А в октябре того же года некто купил на имя Ньютона, но для использования Кетрин Бартон ежегодную ренту в двести фунтов. Реальными покупателями этой ренты могли быть или Ньютон, или Галифакс.

Завещание Галифакса и таинственная рента на имя Ньютона, но для Кетрин Бартон, не оставляют сомнений в характере отношений Кетрин и Галифакса: как бы ни были официально оформлены их отношения, перед богом и людьми они были мужем и женой. Унитарианские обычаи признавали такие отношения между мужчиной и женщиной как законные, трактуя брак как гражданский контракт.[33]33
  Такое понимание брака можно видеть в пьесе О. Уичерли «Деревенская жена», написанной в те годы.


[Закрыть]

Вокруг Кетрин всегда крутилась завидная компания модных и талантливых молодых людей, подобных Свифту. Друзья, сговорившись, стали называть её «миссис Бартон». В те времена это означало жену или вдову. (Если бы её называли «миссис Кетрин Бартон», можно было бы предположить, что она была в девичестве, такая форма обращения допускалась; слово «мисс» употреблялось по отношению к совсем уж молодым девочкам, чуть не в пелёнках.)

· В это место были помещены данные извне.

PR #2745, opened 2023-11-10
feat: new options for Stripe fees

dkoo:
### All Submissions:

Adds two new configuration options for the "Stripe fees" option introduced in https://github.com/Automattic/newspack-plugin/pull/2695:

- Make the checkbox checked by default (opt-out instead of opt-in): This is configurable by publisher because some sites want it to be opt-out, but others must follow regulations to make such options opt-in.
- Custom fee message. Also tweaks the default message to the slightly more reader-friendly:

> I’d like to cover the [fee percentage] transaction fee to ensure my full donation goes towards [site name]'s mission.

Also integrates the flat percentage fee display from #2746 for better readability in the default messaging.

Closes `1205451924709234/1205912365838338`.

1. Check out this branch.
2. Visit Newspack > Reader Revenue > Stripe Gateway (make sure platform is "Newspack")
3. Confirm the new options here (both should be empty/unchecked by default):

Screenshot 2023-11-10 at 4 30 00 PM

4. Without changing any settings, smoke test a donation and confirm that the checkout modal shows defaults:

Screenshot 2023-11-10 at 4 51 53 PM

5. Update the settings and confirm with a new donation that they take effect (the checkbox should be checked by default, and the custom message should appear below the label):

Screenshot 2023-11-10 at 4 53 07 PM

### Other information:

### DIFF
--- a/includes/reader-revenue/woocommerce/class-woocommerce-cover-fees.php
+++ b/includes/reader-revenue/woocommerce/class-woocommerce-cover-fees.php
@@ -138,21 +138,38 @@ class WooCommerce_Cover_Fees {
 					<?php endif; ?>
 				>
 				<label for=<?php echo esc_attr( self::CUSTOM_FIELD_NAME ); ?> style="display:inline;">
-					<b><?php echo esc_html( __( 'Cover transaction fees?', 'newspack-plugin' ) ); ?></b><br/>
+					<b><?php echo esc_html( __( 'Cover transaction fee?', 'newspack-plugin' ) ); ?></b><br/>
 					<?php
+					$custom_message = get_option( 'newspack_donations_allow_covering_fees_label', '' );
+					if ( ! empty( $custom_message ) ) {
+						echo esc_html( $custom_message );
+					} else {
 						printf(
-							// Translators: %s is the transaction fee, as percentage with static portion (e.g. 2% + $0.3), %s is the site title.
-							esc_html__( 'Cover Stripe’s %1$s transaction fee, so that %2$s receives 100%% of your payment.', 'newspack-plugin' ),
-							self::get_fee_display_value(), // phpcs:ignore WordPress.Security.EscapeOutput.OutputNotEscaped
-							esc_html( get_option( 'blogname' ) )
+							// Translators: %s is the possessive form of the site name.
+							esc_html__(
+								'I’d like to cover the %1$s transaction fee to ensure my full donation goes towards %2$s mission.',
+								'newspack-plugin' 
+							),
+							esc_html( self::get_fee_display_value() ),
+							esc_html( self::get_possessive( get_option( 'blogname' ) ) )
 						);
+					}
 					?>
-
 				</label>
 			</p>
 		<?php
 		$desc .= ob_get_clean();
 		return $desc;
+	}
+
+	/**
+	 * Get possessive form of the given string. Proper nouns ending in S should not have a trailing S.
+	 * 
+	 * @param string $string String to modify.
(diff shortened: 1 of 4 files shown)


includes/wizards/class-reader-revenue-wizard.php
```diff
@@ -204,7 +210,7 @@ public function register_api_endpoints() {
 		// Update Donations settings.
 		register_rest_route(
 			NEWSPACK_API_NAMESPACE,
-			'/wizard/' . $this->slug . '/donations/',
+			' / wizard / ' . $this->slug . ' / donations / ',
```
adekbadek, line 213: This does not seem correct 🤔

dkoo: Weird, not sure where that came from—probably a PHPCS misconfiguration in my IDE?

dkoo: Fixed in 773c6d9

includes/reader-revenue/woocommerce/class-woocommerce-cover-fees.php
```diff
@@ -132,25 +133,44 @@ public static function add_input_to_stripe_gateway_description( $desc ) {
...
-							esc_html__( 'Cover Stripe’s %1$s transaction fee, so that %2$s receives 100%% of your payment.', 'newspack-plugin' ),
-							self::get_fee_human_readable_value(), // phpcs:ignore WordPress.Security.EscapeOutput.OutputNotEscaped
-							esc_html( get_option( 'blogname' ) )
+							// Translators: %s is the possessive form of the site name.
+							esc_html__(
+								'I’d like to cover the %1$s transaction fee to ensure my full donation goes towards %2$s mission.',
+								'newspack-plugin' 
+							),
+							esc_html( self::get_fee_display_value() ),
+							esc_html( self::get_possessive( get_option( 'blogname' ) ) )
```
miguelpeixe, line 153: Non-blocking: we're hardcoding English grammar here. We should change this eventually.

miguelpeixe (approved):
Working as described! 🙌

includes/reader-revenue/woocommerce/class-woocommerce-cover-fees.php
dkoo: Yes, I wasn't sure the best way to handle this. Wouldn't the placement of this as a placeholder in the `esc_html__` function make it possible for sites in other languages to use their own solution?

miguelpeixe: It's added as an interpolated variable to the string, so it would output "Newspack's" regardless of the localized string.

dkoo: How should we solve this? I can't think of a solution to get around the silly English grammar rule.

miguelpeixe: [This person](https://mattermost.com/blog/avoiding-common-internationalization-mistakes/) says `’s` is still correct with names ended in s, "according to other popular grammar guidelines". Looks weird to me, though.

It's not the prettiest, but we could make the transformation conditioned to `get_locale()`

dkoo: It is technically correct in English either way, but since it's related to the site's brand name I can see it being an issue if we allow `'s` with a site name ending in S. Let's leave it for now since the message itself is customizable.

Джонатан Свифт питал особое уважение и восхищение к «острой на язык миссис Бартон», как её называли в Лондоне. Свифт, герой романтических слухов и рискованных историй, обожавший интеллигентное женское общество, не упускал возможности пообедать у миссис Бартон.

«Я люблю её здесь больше всех на свете», – признавался Свифт в письмах.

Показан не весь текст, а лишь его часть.